New functionalities:

  • Snowflake and Data Wrangler is now supported. You can use Snowflake as a data source in Data Wrangler.

  • Added support for custom field delimiter in CSV. Now comma, colon, semicolon, pipe (|) and Tab are supported.

  • Now you can export results directly to Amazon S3.

  • Added a few new multicollinearity analyzers: Variance Inflation Factors, Principal Component Analysis and Lasso feature selection.

Enhancements:

  • The analyze charts can no longer be could be packed with overlapping labels.

Bug Fixes:

  • One-hot encoder handles empty string gracefully.

  • Fixed crashes that occured when a dataframe column name contained dots.

4/26/2021

Enhancements:

  • Added support for distributed processing Jobs. You can use multiple instances when running a processing job.

  • Data Wrangler Processing job now automatically coalesces small outputs when estimated result size is less than 1 gigabytes.

  • Feature Store Notebook: Improved feature store ingestion performance

  • Data Wrangler Processing jobs now use 1.x as the authoritative container tag for future releases.

Bug Fixes:

  • Fixed rendering issues for faceted histogram.

  • Fixed Export to Processing Job to support vector type columns.

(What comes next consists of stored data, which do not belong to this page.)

PR #45931, opened 2025-01-22
Add config option [secrets]backends_order

moiseenkov:
Introduce a new configuration option for specifying secret backends load order:
```
[secrets]backends_order = custom,environment_variable,metastore
```
The default value represents current behavior, thus nothing will change for existing users.

---

> [!IMPORTANT]
> **🛠️ Maintainer triage note for @moiseenkov** · by `@potiuk` · 2026-07-15 16:00 UTC
>
> Helpful heads-up from the maintainers — please address before this PR can be reviewed (see our [Pull Request quality criteria](https://github.com/apache/airflow/blob/main/contributing-docs/05_pull_requests.rst#pull-request-quality-criteria)):
> - :x: **Merge conflicts** — rebase on `main`. See [docs](https://github.com/apache/airflow/blob/main/contributing-docs/10_working_with_git.rst).
>
> **The ball is in your court** — you've been assigned to this PR. Fix the above, then mark it **Ready for review**.
>
> <sub>_Automated triage — may be imperfect; a maintainer takes the next look._</sub>

PR #70681, opened 2026-07-29
Secrets backends order updated

lubimow-xwf:
Add configurable secrets backend lookup order in Core and Workers

Airflow now allows configuring the lookup order of secret backends via two new configuration options:
- ``[secrets] backends_order``: Controls lookup order for core components (supports ``custom``, ``environment_variable``, and ``metastore``).
- ``[workers] backends_order``: Controls lookup order on Task SDK workers (supports ``custom``, ``environment_variable``, and ``execution_api``).

The configured order can also be inspected in the UI on the Variables page and via the ``GET /ui/backends_order`` endpoint. Default values preserve existing behavior (``custom,environment_variable,metastore`` and ``custom,environment_variable,execution_api``).

Yes, Gemini


potiuk:
Assigning to myself - will take a look - but irmt might not be very quick

potiuk:
In the meantime - please tak a look at potential CI issues

airflow-core/src/airflow/api_fastapi/core_api/routes/ui/config.py
```diff
@@ -74,3 +81,32 @@ def get_configs() -> ConfigResponse:
...
+    responses={
+        **create_openapi_http_exception_doc(
+            [
+                status.HTTP_404_NOT_FOUND,
+                status.HTTP_406_NOT_ACCEPTABLE,
+            ]
+        ),
+    },
+    response_model=Config,
+    dependencies=[Depends(requires_authenticated())],
```
potiuk: This handler is `get_config_value` from `routes/public/config.py` with both of its guards removed: `requires_access_configuration("GET")` became `requires_authenticated()`, and `_check_expose_config()` is gone.

`[api] expose_config` defaults to `"False"`, and `_check_expose_config()` raises 403 "Your Airflow administrator chose not to expose the configuration, most likely for security reasons." So on a default install, `GET /api/v2/config/section/secrets/option/backends_order` returns 403 while this returns 200 with the value to the lowest-privileged authenticated user.

`backends_order` isn't a secret, so I'm not calling this a vulnerability — but it is a control the deployment manager chose, and the same value now has two different authorization answers.

The neighbouring `/ui/config` endpoint is authenticated-only because it serves a fixed curated allowlist (`API_CONFIG_KEYS` plus `instance_name`, `theme`, …), not arbitrary config reads. Folding `backends_order` into that `get_configs()` payload would match the established pattern; otherwise please restore both guards.

Either way `TestGetBackendsOrder` should gain an `unauthorized_test_client` case and an `expose_config=False` case — neither is covered today.

airflow-core/src/airflow/secrets/__init__.py
```diff
@@ -29,12 +29,11 @@
 
 from airflow.utils.deprecation_tools import add_deprecated_classes
 
-__all__ = ["BaseSecretsBackend", "DEFAULT_SECRETS_SEARCH_PATH"]
+__all__ = [
```
potiuk: `DEFAULT_SECRETS_SEARCH_PATH` was in `__all__` and re-exported here, so `from airflow.secrets import DEFAULT_SECRETS_SEARCH_PATH` was public API. After this change it raises `AttributeError`.

The sibling symbol in this same file, `DEFAULT_SECRETS_SEARCH_PATH_WORKERS`, gets a `__getattr__` shim with a `DeprecatedImportWarning` and a back-compat fallback. This one gets nothing. Nothing in-tree still imports it, but out-of-tree code may.

Please either add the same deprecation shim, or keep the removal and document it in a `.significant.rst` newsfragment.

airflow-core/src/airflow/configuration.py
```diff
@@ -740,35 +739,103 @@ def get_custom_secret_backend(worker_mode: bool = False) -> BaseSecretsBackend |
...
     Initialize secrets backend.
 
     * import secrets backend classes
     * instantiate them and return them in a list
     """
-    backend_list = []
     worker_mode = False
-    if default_backends != DEFAULT_SECRETS_SEARCH_PATH:
+    search_section = "secrets"
+    environment_variable_args: str | None = (
```
potiuk: These three class paths are the ones `scripts/ci/prek/check_secrets_search_path_sync.py` exists to keep in sync (registered at `.pre-commit-config.yaml:588`) — it compares core's `DEFAULT_SECRETS_SEARCH_PATH` against task-sdk's `_SERVER_DEFAULT_SECRETS_SEARCH_PATH`.

This PR stops using both constants and embeds the same literals here and again in `task-sdk/src/airflow/sdk/configuration.py`. That's four copies, of which the hook only checks two — so the two new ones can drift silently, which is the exact failure the hook was written to prevent.

Cleanest fix is to build `backends_map` from the existing constants. Failing that, please extend the hook to cover these literals too.

task-sdk/src/airflow/sdk/configuration.py
```diff
@@ -340,3 +410,6 @@ def __getattr__(name: str):
         globals()[name] = val
         return val
     raise AttributeError(f"module '{__name__}' has no attribute '{name}'")
+
+
+secrets_backend_list = initialize_secrets_backends()
```
potiuk: This runs at module import, and `airflow.sdk.configuration` is imported at module level by `sdk/bases/sensor.py`, `sdk/definitions/asset/__init__.py` and `sdk/definitions/_internal/abstractoperator.py` — so it executes on every SDK import, i.e. every Dag parse. Previously this was computed lazily inside `ensure_secrets_loaded()`.

Two effects worth weighing:

- With the default `[secrets] backends_order`, this imports and constructs `airflow.secrets.metastore.MetastoreBackend` — a core, metadata-DB-backed backend — inside the Dag File Processor and on workers, purely as an import side effect.
- A misconfigured `backends_order` now raises `AirflowConfigException` at import time, so it surfaces as a Dag import error rather than a config error at first secrets lookup.

I realise core does the same at module scope and this is probably consistency with it — but core is the heavyweight side, and this module's `conf` is deliberately lazy behind `__getattr__`, which this line forces eagerly. Could this stay lazy in the SDK?

airflow-core/src/airflow/ui/src/pages/Variables/BackendsOrderModal.tsx
```diff
@@ -0,0 +1,67 @@
...
+  const [backendsOrder, setBackendsOrder] = useState<Array<string> | string>();
+  const { data, error } = useConfigServiceGetBackendsOrderValue();
+
+  const onOpenChange = () => {
+    onClose();
+  };
+
+  useEffect(() => {
+    setBackendsOrder(data?.sections[0]?.options[0]?.value ?? "");
+  }, [data, open]);
```
potiuk: `backendsOrder` is derived entirely from `data`, so this is the `useState + useEffect` sync pattern the review guidelines call out:

> Avoid `useState + useEffect` to sync derived state. Use nullish coalescing or nullable override patterns instead.

— `.github/instructions/code-review.instructions.md` § UI Code

```suggestion
  const { data, error } = useConfigServiceGetBackendsOrderValue();
  const backendsOrder = data?.sections[0]?.options[0]?.value ?? "";

  const onOpenChange = () => {
    onClose();
  };
```

That also lets the `useState`/`useEffect` imports go, along with the `Array<string> | string` type (the value is only ever a string).

Unrelated but nearby: this modal is always mounted by `BackendsOrderCard`, so the query fires on every Variables page render even when the dialog is closed — `enabled: open` would avoid that.

airflow-core/src/airflow/ui/src/pages/Variables/BackendsOrderButton.tsx
```diff
@@ -0,0 +1,76 @@
...
+  onClick,
+  state = null,
+}: {
+  readonly colorScheme: string;
+  readonly icon?: React.ReactNode;
+  readonly isLoading?: boolean;
+  readonly label: string;
+  readonly link?: string;
+  readonly onClick?: () => void;
+  readonly state?: TaskInstanceState | null;
```
potiuk: This component is a near-verbatim copy of `src/components/StatsCard.tsx` with `count` and `isRTL` removed. It keeps `state?: TaskInstanceState | null`, the `StateBadge` and the `link`/`RouterLink` branch — none of which the single call site in `BackendsOrderCard` uses, and task-instance state has no meaning for a settings button.

It also drops `StatsCard`'s RTL handling (`isRTL ? <FiChevronLeft /> : <FiChevronRight />`), so the chevron points the wrong way in the `ar` and `he` locales.

Could this just use `StatsCard` directly? If a separate component is genuinely needed, please drop the unused props and keep the RTL branch.

potiuk (dismissed):
Thanks for picking this up. The core idea is sound and the defaults are right — I checked that `custom,environment_variable,metastore` reproduces today's precedence exactly (`DEFAULT_SECRETS_SEARCH_PATH` is `[env, metastore]` and the custom backend was prepended), so no existing deployment silently reorders. The validation and its error messages are clear, and the config-level tests are thorough.

Some context on this review: I know this is a takeover of #45931, which carries a long review history. I reviewed the code as it stands on this branch rather than assuming those discussions still apply to this snapshot, so if any of the below was already argued out over there, say so and I'll drop it.

Four things I'd like resolved before this merges, and a few smaller ones.

### The new UI endpoint drops both guards of the route it copies

See the inline comment on `routes/ui/config.py`. `get_backends_order_value` mirrors the public `get_config_value` but without `requires_access_configuration("GET")` and without `_check_expose_config()`. Since `[api] expose_config` defaults to `False`, the public route answers 403 on a default install while this one answers 200 to any authenticated user.

### `DEFAULT_SECRETS_SEARCH_PATH` is removed from the public API with no deprecation

See the inline comment on `secrets/__init__.py`.

### The class paths guarded by `check-secrets-search-path-sync` are now hardcoded in two unguarded places

See the inline comment on `configuration.py`. Related: this branch also deletes `test_metastore_backend_in_server_chain` from `task-sdk/tests/task_sdk/execution_time/test_context.py`, which was the remaining coverage of `_SERVER_DEFAULT_SECRETS_SEARCH_PATH` — a constant that still exists and is still enforced by that hook. If the constant is genuinely dead now, remove it and the hook together; if it isn't, the test should stay.

### The Task SDK now builds every configured secrets backend at import time

See the inline comment on `task-sdk/src/airflow/sdk/configuration.py`.

### Smaller observations

- See the inline comments on `BackendsOrderModal.tsx` and `BackendsOrderButton.tsx`.
- **No newsfragment.** Two new config options, a new API endpoint, a new UI feature and a public-API removal are all user-facing; `airflow-core/newsfragments/` has no entry. Given the `DEFAULT_SECRETS_SEARCH_PATH` removal, `.significant.rst` is probably the right type.
- **The PR body is a single link.** The template is gone, including the generative-AI disclosure section. A short description of what changed and why would help reviewers who haven't followed #45931 — right now the only way to understand the change is to read the whole diff.
- **~75 lines are duplicated verbatim** between `airflow-core/src/airflow/configuration.py` and `task-sdk/src/airflow/sdk/configuration.py` — the `Backends` enum, `get_importable_secret_backend`, `backends_map`, and both validation blocks. `shared/configuration` exists for exactly this kind of shared logic.
- `backend = callback(*args) if args else callback()` — the `else` is unreachable; every `backends_map` entry carries a non-empty `args` tuple.

For what it's worth, several things I went looking for turned out fine: the regenerated `_private_ui.yaml` and `openapi-gen/*.ts` are in sync, the `conf` self-import inside `initialize_secrets_backends` follows the pattern already in that file, and the `feat:` prefix on the second commit is harmless since CI validates the PR title rather than commit subjects.

---

> confirmed by an Airflow maintainer. After you've
> addressed the points above and pushed an update, an Airflow
>

---

airflow-core/src/airflow/api_fastapi/core_api/routes/ui/config.py
lubimow-xwf: Fixed.

airflow-core/src/airflow/secrets/__init__.py
lubimow-xwf: Restored to the original shape.

task-sdk/src/airflow/sdk/configuration.py
lubimow-xwf: Restored to the original shape.

airflow-core/src/airflow/configuration.py
lubimow-xwf: Restored to the original shape.

airflow-core/src/airflow/ui/src/pages/Variables/BackendsOrderButton.tsx
lubimow-xwf: Replaced with StatsCard.

airflow-core/src/airflow/ui/src/pages/Variables/BackendsOrderModal.tsx
lubimow-xwf: Applied both fixes.

lubimow-xwf:
Hey @potiuk 

I addressed all of your comments. 

I've made significant changes to both `configuration.py` files. I believe I simplified the changes, now sorting does not change the existing implementation too much, it only extends it. I apologize I did it now but this wasn't my PR originally and it was approved before, so I thought it was a matter of a couple of minor fixes.

Please take a look again and let me know what it looks like now, thanks

Btw, just quickly regarding UI changes, right now this change adds a button to show a modal to show a single line of text. Was it discussed before where and what should it look like? If it was me, I would just add a note in the footer of the Variables table, without any additional clicks. But that's just my five cents, right now it's unchanged.

airflow-core/src/airflow/configuration.py
```diff
@@ -740,6 +741,55 @@ def get_custom_secret_backend(worker_mode: bool = False) -> BaseSecretsBackend |
...
+class Backend(enum.Enum):
+    """Known secrets backends."""
+
+    ENVIRONMENT_VARIABLE = "environment_variable"
+    EXECUTION_API = "execution_api"
+    CUSTOM = "custom"
+    METASTORE = "metastore"
+
+    @classmethod
+    def from_module(cls, default_backend: str) -> Backend:
```
potiuk: These three literals are exactly the ones `scripts/ci/prek/check_secrets_search_path_sync.py` exists to keep in sync (registered at `.pre-commit-config.yaml:588`) — but that hook only extracts and compares the two list constants, `DEFAULT_SECRETS_SEARCH_PATH` in core and `_SERVER_DEFAULT_SECRETS_SEARCH_PATH` in task-sdk. It has no visibility into `from_module`.

Restoring the constants addressed the first half of my earlier comment, but the coupling moved rather than went away — and it now exists in two copies. This block is duplicated verbatim in `task-sdk/src/airflow/sdk/configuration.py` (lines 272-321): 50 lines identical except `from airflow.configuration import conf` vs `from airflow.sdk.configuration import conf`.

The concrete failure: add a fourth backend to `DEFAULT_SECRETS_SEARCH_PATH`. The hook stays green, because it only checks that the two constants match each other and they both moved. Then `initialize_secrets_backends` raises `ValueError: Unknown module provided: <class path>` on every start, in both core and the SDK.

`shared/configuration/` is the natural home for `Backend`, `from_module` and `_get_secrets_backend_order` — one definition instead of two, and the class-path mapping ends up next to the constants the hook already guards.

task-sdk/src/airflow/sdk/configuration.py
```diff
@@ -267,6 +269,55 @@ def get_custom_secret_backend(worker_mode: bool = False):
     return conf._get_custom_secret_backend(worker_mode=worker_mode)
 
 
+class Backend(enum.Enum):
```
potiuk: This block is identical to `airflow-core/src/airflow/configuration.py` lines 744-793 apart from the `conf` import — I diffed the two. See the comment there for the drift hazard; moving this into `shared/configuration/` would let both sides import a single definition.

airflow-core/src/airflow/config_templates/config.yml
```diff
@@ -1589,6 +1589,22 @@ secrets:
       sensitive: true
       example: ~
       default: ""
+    backends_order:
+      description: |
+        .. note:: |experimental|
+
+        Comma-separated list of secret backends. These backends will be used in the order they are specified.
+        Please note that the `environment_variable` and `metastore` are required values and cannot be removed
```
potiuk: Single backticks are RST's default role rather than literal markup, so these render as italics instead of code. The `workers.backends_order` description immediately below uses double backticks for the same two values.

```suggestion
        Please note that the ``environment_variable`` and ``metastore`` are required values and cannot be removed
```

potiuk (commented):
All four blocking items from my previous review are properly fixed — the endpoint now carries both guards with tests covering each 403 path, the public constants are restored, the SDK is lazy again, and the UI reuses `StatsCard` instead of copying it. Thanks for working through them.

Two things left, one of which is my earlier finding resurfacing in a new location.

### The hardcoded class paths moved rather than went away

See the inline comment on `configuration.py`. `Backend.from_module` re-embeds the three literals that `check-secrets-search-path-sync` exists to keep in sync, in two files the hook doesn't inspect — and those 50 lines are now duplicated verbatim between core and task-sdk.

### No newsfragment

Two new config options, a new API endpoint and a new UI feature are user-facing; `airflow-core/newsfragments/` still has no entry.

### Smaller

- See the inline comment on `config.yml` (backtick style).
- The PR body is still a single link to #45931. A short description of what changed and why — plus the generative-AI disclosure section from the template — would help reviewers who haven't followed that PR.

---

>

---
Drafted-by: Claude Opus 5 (1M context); reviewed by @potiuk before posting

potiuk:
cc: @amoghrajesh @ephraimbuddy @kaxil -> I would also love to see your review here.

potiuk (approved):
Approve with some comments to complete.

airflow-core/src/airflow/configuration.py
lubimow-xwf: Quickly regarding duplication. I know it's duplicated, I copied it myself :) I wasn't aware there is a shared space, I thought you wanted core and sdk to be fully decoupled. By the way, why don't you move DEFAULT_SECRETS_SEARCH_PATH to shared space too? Wouldn't it be easier than having a script to compare them?

> The concrete failure: add a fourth backend to DEFAULT_SECRETS_SEARCH_PATH. The hook stays green, because it only checks that the two constants match each other and they both moved. Then initialize_secrets_backends raises ValueError: Unknown module provided: <class path> on every start, in both core and the SDK.

That's not a failure. Adding a new backend to that list and not extending the enum would be a bug. I think it's best to fail fast and let the developer fix the issues.

task-sdk/src/airflow/sdk/configuration.py
lubimow-xwf: Addressed in the other thread.

lubimow-xwf:
Hey @potiuk 

Please have a look again, I did move the ordering code to the shared module.

Regarding

> Backend.from_module re-embeds the three literals that check-secrets-search-path-sync exists to keep in sync

Well you had it hardcoded all around the project, I tried to address this issue too, I hope its fine now.

potiuk:
> Please have a look again, I did move the ordering code to the shared module.

LGTM. Thanks for being receptive.

> Well you had it hardcoded all around the project, I tried to address this issue too, I hope its fine now.

Yeah. We always try to leave the project better with every change, not worse, so thanks for that !

cc: @amoghrajesh @ephraimbuddy @kaxil - I would love if you take a look before I merge it finally.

  • Fixed Extract using regex operator to return the first captured group if one or more exists in the regular expression or regex.

2/8/2021

New Functionalities:

  • Data Wrangler Flows supports multiple instances.

  • Updated Export to Data Wrangler Job Notebook to use SageMaker SDK 2.20.0.

  • Updated Export to Pipeline Notebook to use SageMaker SDK 2.20.0.

  • Updated Export to Pipeline Notebook to add XGBoost training example as an optional step.

Enhancements:

  • To improve performance, importing CSV files that contain multiple lines in a single field is no longer supported.

Bug Fixes:

  • Fixed type inference issue in Quick model.

  • Fixed the bias metric bug in bias reports.

  • Fixed the Featurize text transform to work with columns with missing values.

  • Fixed Histogram and Scatter plot built-in visualizations to work with datasets that contain array-like columns.

  • Athena query now re-runs if the query execution ID has expired.